German bank that specialises in real estate and public sector financing

Deutsche Pfandbriefbank AG is a German bank that specialises in real estate and public sector financing. As of 2016, it is a constituent of the SDAX trading index of German small-cap companies. It is based in Garching in Bayern, a suburb of Munich. Pfandbriefe is a German term for bonds issued in property financing.

PBB has been designated as a Significant Institution since the entry into force of the European Banking Supervision framework in late 2014, and as a consequence is directly supervised by the European Central Bank.

==History==
PBB was a part of Hypo Real Estate (HRE), which was nationalised by the German government during the 2008 financial crisis. It was spun off in 2015, under EU rules on state aid to banks. It was rated by Moody's up to June 2015.

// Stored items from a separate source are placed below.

PR #838, opened 2021-04-12
Remove "www." prefix from domains before inspecting with pshtt

### LINKED ISSUE #739: Scan comes up with invalid domains
I have noticed that the scan is logging errors about `www.www.washingtonpost.com`, which does exist in DNS (see https://subdomainfinder.c99.nl/scans/2020-09-26/washingtonpost.com) but is not configured to serve a valid TLS certificate. I don't see a reference to anything but `www.washingtonpost.com` in the relevant directory entry, and the front page does not appear to include any assets from it.

We could:

- add an ignore for this specific case
- try to contact the org and see if they really need this (and other, similar misconfigured subdomains) to still be running
- ignore any hosts that aren't sourced from the page scanned

FPF folks, I can send/refer to logs, but it seems like a good idea to not post them here.

chigby:
Fixes #739

This pull request adds some code to remove, if present, the "www." prefix from any domain name given to pshtt. Pshtt has its own logic to test the www and non-www versions of the domains its given, and it expects to be given the base domain, otherwise it will add "www." on is own, duplicating it if it's already there.

### DIFF
--- a/scanner/scanner.py
+++ b/scanner/scanner.py
@@ -47,7 +47,11 @@ def perform_scan(url: str, permitted_domains: List[str]) -> ScanResult:
     asset_results = parse_assets(assets, [tldextract.extract(page.url).registered_domain] + permitted_domains)
     scan_data.update(asset_results)
 
-    pshtt_results = list(inspect_domains([url_to_domain(page.url)], {'timeout': 10}))
+    pshtt_domain = url_to_domain(page.url)
+    if pshtt_domain.startswith('www.'):
+        pshtt_domain = pshtt_domain[4:]
+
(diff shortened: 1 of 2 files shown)


SaptakS (commented):
Looks good to me. I am just wondering if it fails similarly for other subdomains also? Don't know if we have such cases. But for example if there was sub.example.com, it will try to check www.sub.example.com? At least looks like that from the README of pshtt

chigby:
That was my assessment as well: if given sub.example.com, it will try www.sub.example.com. I am not sure if this is undesired, though.

SaptakS (approved):
I am going to merge this and we can address if any false positives come up due to subdomains logic.

PR #845, opened 2021-05-04
Switch pshtt to forked version

### LINKED ISSUE #844: Switch to fork of `pshtt` to update `sslyze`, `cryptography`
`pshtt` is stuck on an older version of the `sslyze` dependency, which prevents us from updating other dependencies as well, including `cryptography`. We've submitted an upstream PR to resolve (https://github.com/cisagov/pshtt/pull/214), but it's moving very slowly, so we set an internal deadline to switch to a fork temporarily. That deadline was May 1, which has now passed.

After creating a `freedomofpress` fork, let's update the associated dependencies in this repo.

chigby:
This pull request switches `pshtt` to the version of it we have forked. Also upgrades related packages where possible, namely `cryptography`, which means we can also un-ignore all the safety checks we have been previously ignoring.

Fixes #844

### DIFF
--- a/dev-requirements.txt
+++ b/dev-requirements.txt
@@ -4,12 +4,6 @@ anyascii==0.1.7 \
     # via
     #   -r requirements.txt
     #   wagtail
-asn1crypto==1.4.0 \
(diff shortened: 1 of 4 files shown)


SaptakS (approved):
LGTM

PR #848, opened 2021-05-11
Update Matomo/Piwik tracking code to match latest recommendation

### LINKED ISSUE #809: Update Analytics tracking code
Looks like the current Matomo tracking code looks like this. It's not so different from what we have now, but it might be worth updating just in case:

```html
<!-- Matomo -->
<script type="text/javascript">
  var _paq = window._paq = window._paq || [];
  /* tracker methods like "setCustomDimension" should be called before "trackPageView" */
  _paq.push(['trackPageView']);
  _paq.push(['enableLinkTracking']);
  (function() {
    var u="https://analytics.freedom.press/";
    _paq.push(['setTrackerUrl', u+'matomo.php']);
    _paq.push(['setSiteId', '3']);
    var d=document, g=d.createElement('script'), s=d.getElementsByTagName('script')[0];
    g.type='text/javascript'; g.async=true; g.src=u+'matomo.js'; s.parentNode.insertBefore(g,s);
  })();
</script>
<!-- End Matomo Code -->
```

N.b., adding this code will also involve removing the script tag in the template loading `https://analytics.freedom.press/piwik.js`

chigby:
This pull request updates the Matomo tracking code to match the latest recommended use of their tracking code. Notably, the loading of the `https://analytics.freedom.press/piwik.js` resource is moved into the JS file itself, instead of being loaded via a script tag.

Fixes #809

### DIFF
--- a/securedrop/static/js/piwik.js
+++ b/securedrop/static/js/piwik.js
@@ -1,9 +1,11 @@
-var idSite = 3;
-var piwikTrackingApiUrl = 'https://analytics.freedom.press/piwik.php';
-
 var _paq = window._paq = window._paq || [];
-
-_paq.push(['setTrackerUrl', piwikTrackingApiUrl]);
-_paq.push(['setSiteId', idSite]);
+/* tracker methods like "setCustomDimension" should be called before "trackPageView" */
 _paq.push(['trackPageView']);
 _paq.push(['enableLinkTracking']);
+(function() {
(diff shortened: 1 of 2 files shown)


SaptakS (approved):
Just want to make a note that it is best to keep an eye on the tracking maybe on staging to see that merging of this code didn't lead to anything breaking.

PR #849, opened 2021-05-12
Show directory search query in the search form

### LINKED ISSUE #814: Directory search form not preserving search query
Query data is being properly put in GET params and searches are being executed properly, but the search term should be seeded back into the form as an initial value when the page loads. Currently it isn't—see the search field show up blank when I execute the search below:

https://user-images.githubusercontent.com/296631/109051084-24dd5380-76a8-11eb-8405-fda388e4b0d2.mov

chigby:
Fixes #814

This pull request grabs the search query from the GET params and puts it into the search form.


SaptakS (approved):
Works perfectly for me.

PR #854, opened 2021-05-26
Change django-logging encoding from 'ascii' to 'utf-8'

chigby:
The default is not acceptable for logging the "content" response, which may contain non-ascii characters.  Even though we are ultimately discarding the content, `django-logging` still encodes it first.

Refs https://github.com/freedomofpress/fpf-www-projects/issues/180


SaptakS (approved):
looks good to me

Issue #803, opened 2021-02-04
Make Landing Page scan a pre-requisite for submitting directory listing? 


rocodes:
Hi all,

As we transition to v3 onion services, the idea of onion names will be more and more appealing, and we're hopefully going to get more requests for directory listings and onion names as a result (already happening in modest numbers).

In order to get instances listed more quickly and also reduce support burden (corresponding explaining landing page guidelines etc), it could be a good idea to allow (or require?) instances to try a scan before submitting a directory listing.  There seems to be a lack of clarity about implementing the guidelines, or a lack of transparency that the 'guidelines' are actually requirements before being listed in the directory, and a fair amount of time is spent corresponding with instances and their web teams to get them into compliance before approving their listing.

This might require a few UI tweaks to indicate which criteria are required (e.g. CSP, HSTS, Referrer Policy) and which ones are preferred but not required.

harrislapiroff:
Ooooh, this is an interesting idea. We'd have to think at least a little carefully about how to implement it since a scan can be quite resource consuming and we definitely don't want someone just hammering our server requesting scans, but I like it as a concept! Maybe with a rate limit and possibly a captcha, this could work?

@eloquence, what do you think?

eloquence:
I like the idea as well. I would suggest implementing in stages:
- only on staging site
- as a standalone page linked to from the submission form
- (potentially) integrated with the submission form

@rocodes If you'd like to help move this forward, I think prioritizing the information we'd want to surface would be the next step to make this ticket more actionable.

rocodes:
Yes, I was also wondering about the rate-limiting or other anti-abuse strategies.

Here is the matrix we currently use to evaluate instances. In addition to this, we also scan sites (e.g. using SSLLabs) to ensure up-to-date cipher suites. The items with "E" (enforce) are the ones that we require, so I would say we should absolutely surface those (if they can be handled by the scanner and aren't a manual check), and then the rest of them are optional/improvements.

(So for clarity: things to surface for sure would be HSTS / HSTS details, CSP, Referrer policy; things that would be nice to surface would be checking for 3rd-party resources and scripts, scanning for hyperlinks to securedrop.org or to onion urls).      

| Security Feature | Expected Result | Actual Result | Pass/Fail | Severity |
| ---------------------------------------- | ---------------------------------------- | ---------------------------------------- | --------- | --------- |
| HTTPS on landing page | yes |  |  | E |
| Loads in Tor Browser | yes | | | E |
[...]

PR #858, opened 2021-06-09
Manual scans of SecureDrop landing pages

chigby:
Refs #803 

This pull request adds a "Perform a Scan" button to the "Scan Results" section of the admin, as shown in the top right corner:

image

From there, you can supply the needed information and the scan will be done based on what you tell it:

image

The scan might take a little white to complete, but when it is, you will be redirected to the "Inspect" view for that result. For example:

image

This feature is available to any user who has "Create" permissions for Scan Result objects, which can be configured on a per-group basis.

I've tried to do things mostly in line with how Wagtail's Model Admins work, with the manual scan serving the role of the "create" action on `ScanResult` models, which I think actually works out fairly nicely. There are some more technical details I've written a little bit about in the commit messages.

### DIFF
--- a/directory/forms.py
+++ b/directory/forms.py
@@ -6,3 +6,15 @@ class ScannerForm(forms.Form):
     required_css_class = 'basic-form__required'
 
     url = forms.URLField()
+
+
+class ManualScanForm(forms.Form):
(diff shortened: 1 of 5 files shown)


SaptakS (approved):
Looks good to me.

PR #859, opened 2021-06-09
Log to the console by default

chigby:
This pull request changes the log configuration settings so that logs are directed to the console by default. Logs will only be sent to a file if `DJANGO_LOG_DIR` is configured. I believe this is how our system was intended to work and it was changed inadvertently.


harrislapiroff (approved):
Looks good in code, let's get it up

PR #878, opened 2021-07-19
Adds https_preferred checkbox for directory entries

### LINKED ISSUE #832: Consider tracking preferred protocol for onion addresses
Currently we do not track whether a SecureDrop uses HTTP or HTTPS. Given that onion services have their own encryption layer, this is generally not a security concern, but see https://community.torproject.org/onion-services/advanced/https/ for the pros and cons of running onion services over HTTPS.

We could potentially set the protocol in cases where a SecureDrop is served over HTTPS. This would also allow the [automated script that populates the onion name ruleset](https://github.com/freedomofpress/securedrop-https-everywhere-ruleset/blob/main/sddir.py) to use this protocol, instead of [always using HTTP](https://github.com/freedomofpress/securedrop-https-everywhere-ruleset/blob/1b5122653911135446a2df598310bee37b20669e/sddir.py#L10).

This appears to be mostly a content issue as the current validator only checks for the `.onion` suffix and will happily accept any protocol:
https://github.com/freedomofpress/securedrop.org/blob/6e6274dfc0fcb25106464828489b68dabf3fd746/directory/models/entry.py#L103-L107

The API, too, will return results with or without protocol, and the directory entries will show the protocol if it is included.

Advantages of tracking the protocol:
- We avoid an HTTP->HTTPS redirect when using an onion name or copy/pasting the address, which could mitigate against downgrade attacks by a very sophisticated attacker.

Disadvantages:
- If a news org switches to HTTPS and then stops using it, onion names will break (bug or feature?)

SaptakS:
If https_preferred is checked, no matter if the onion_address
has http, https or nothing as prefix, it will always add https://
as prefix. If not checked, it will just show whatever was entered
in the onion_address

Resolves #832


SaptakS:
I was wondering if we want to enforce the "HTTPS Preferred" on onion_names as well, or just the onion_address. cc @eloquence

SaptakS:
This also updates `pillow`

chigby:
The code itself looks good, though I can't speak to the design question.

harrislapiroff (approved):

PR #885, opened 2021-08-16
Validate html

### LINKED ISSUE #876: Address HTML validation issues
We need to address HTML validation issues in the code:

- [ ] https://validator.w3.org/nu/?doc=https%3A%2F%2Fsecuredrop.org%2F

- [ ] https://validator.w3.org/nu/?doc=https%3A%2F%2Fsecuredrop.org%2Foverview%2F

- [ ] https://validator.w3.org/nu/?doc=https%3A%2F%2Fsecuredrop.org%2Fdirectory%2F

- [ ] https://validator.w3.org/nu/?doc=https%3A%2F%2Fsecuredrop.org%2Fnews%2F

- [ ] https://validator.w3.org/nu/?doc=https%3A%2F%2Fsecuredrop.org%2Fcontribute%2F

- [ ] https://validator.w3.org/nu/?doc=https%3A%2F%2Fsecuredrop.org%2Ffaq%2F﻿

SaptakS:
Fixes #876 

There are certain HTML validations that wasn't fixed since they are being added by wagtail and wagtail-metadata:
- We want our bundle JS to be at the end, and because of that, it has to be kept as a stray tag (i.e. outside the <body> tag). If we move it inside the body tag, then wagtail admin adds a bunch of other things after that when logged in. Now this may or may not have any affect. Needs further investigation
- The itemprop attribute was specified, but the element is not a property of any item for meta tags. This is done in wagtail-metadata, and is a valid microdata formatting for SEO meta tags even though it seems to be showing up as an invalid HTML. I am investigating further to see if anyone else has done anything about.
- [This commit](https://github.com/freedomofpress/securedrop.org/pull/885/commits/d200128d0d75bc273ff3c92c07ea5088b03fd984) I didn't like doing but had to for now since we seem to be wanting richtext inside a heading tag. A [heading tag](https://developer.mozilla.org/en-US/docs/Web/HTML/Element/Heading_Elements) can have only [phrasing contents](https://developer.mozilla.org/en-US/docs/Web/Guide/HTML/Content_categories#phrasing_content) as child, but not tags like `<div>`, `<p>`, etc. I would like to find a UX solution to hopefully go back to using h2.


SaptakS:
I am still kind of researching if we can add some html validation in our CI. Was trying https://github.com/svenkreiss/html5validator but it won't work on localhost:8000. The java tool which the python tool is a wrapper of, seems to work on HTML stdin output, so maybe I can pipe the output to that and see if that works in CI.

chigby:
One idea for validating in CI: write a test for it. I could imagine something similar to this: https://github.com/freedomofpress/freedom.press/blob/7027981aaf18d551fd0fba5f71ddf406d44a98ee/core/management/commands/tests/test_createdevdata.py#L12-L27 where instead of making a request we run the HTML of every page made by createdevdata through a validator of some kind.

SaptakS:
Yeah! That would be great. Though the tool itself is supposed to be used as a cli, but maybe I can import the class and run it on the response.content or something around that idea.

cfm:
Mentioned this in Slack but wanted to flag here too in case it's useful or worth discussing cross-team:  I've proposed a similar implementation for SecureDrop in freedomofpress/securedrop#6072.  :-)

SaptakS:
@cfm I did check that PR. We don't have integration tests, so saving will not be a good idea (we will need to curl or save reponse.content to do that anyways I think). So better to pipe output. But the piped HTML isn't working with html5validator based on my testing. But I think I like the path @chigby  mentioned in the PR. Might be worth checking if we can just import the Validator class and do run_vnu maybe. Else, there is still the option of running directly the java tool. Last resort I think would be just to curl and save the html files in a temporary location.

As discussed with @harrislapiroff though, I think it's probably a good idea to tackle this in a separate PR, and get this reviewed first. cc @chigby

common/templates/common/_footer.html
```diff
@@ -41,7 +41,15 @@ <h2 id="aria-support-nav" class="support__title">{{ footer.support_title }}</h2>
...
-					<h2 id="aria-footer-nav" class='footer-main__title'>{{ footer.title|richtext }}</h2>
+
+					<!--
+						It hurts me to make this change a little but wagtail legacy richtext always adds a div.
+						If we remove legacy richtext at some point also, there will be a p tag. What we technically
+						want is if we want only a link always in footer and no other usecase for richtext, then
+						just provide an option to add the link, instead of providing an entire richtext. That way,
+						we can move back to using h2. Right now this is the most valid solution, though not semantic :(
+					-->
+					<div role="heading" aria-level="1" id="aria-footer-nav" class='footer-main__title'>{{ footer.title|richtext }}</div>
```
chigby, line 52: Yeah, I think I agree with what you have done here given the circumstances while still preserving the graphic design. It is definitely problematic to put a richtext block inside a `h2` tag, and we should probably make an issue or something for changing this. To be honest, this footer text feels like something that could even be hard-coded. Or split into two fields like "parent organization name" and "parent organization link" if we feel we really might need to change those things in the admin. I guess another option that might not feel as painful is to remove the heading role? Is that needed? I am not really sure this text is a heading, even if it is big or was originally inside `<h2>`, which IMO was simply a mistake.

blog/templates/blog/_sidebar_with_categories_and_release.html
```diff
@@ -27,7 +27,7 @@ <h3 class="release-preview__title">{{ page.release_title }}</h3>
 	{% if page.get_current_release %}
 		{% with current_release=page.get_current_release %}
 			<h4 class="release-preview__tag">SecureDrop {{ current_release.tag_name }}</h4>
-			<div class="release-preview__date">{{ current_release.date|date:"E j, Y"}}
+			<div class="release-preview__date">{{ current_release.date|date:"E j, Y"}}</div>
```
chigby, line 30: :sweat_smile:

chigby (approved):
These changes look good to me!

common/templates/common/_footer.html
SaptakS: Yeah. That's a good point. I just tried to keep the same behaviour. But definitely if it's just a big sized text visually, and not a heading by content flow, then we can definitely remove heading and aria-level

In May 2018, the German state – through HRE – placed around 22 million shares in PBB with institutional investors for €12.95 euros apiece in an accelerated bookbuilding; the sale raised around €287 million euros ($339.7 million) and slashed the state's stake in PBB to 3.5 percent from 20 percent. The German public sector trust RAG Foundation bought a 4.5 percent stake.

In 2024, PBB navigated what it called the "greatest real estate crisis" since 2009 as profitability shrivelled, short sellers bet against the bank and its bonds came under pressure from a credit rating downgrade.

In 2025, PBB announced it would not take on new business in the United States, as it considered the country too volatile under President Donald Trump.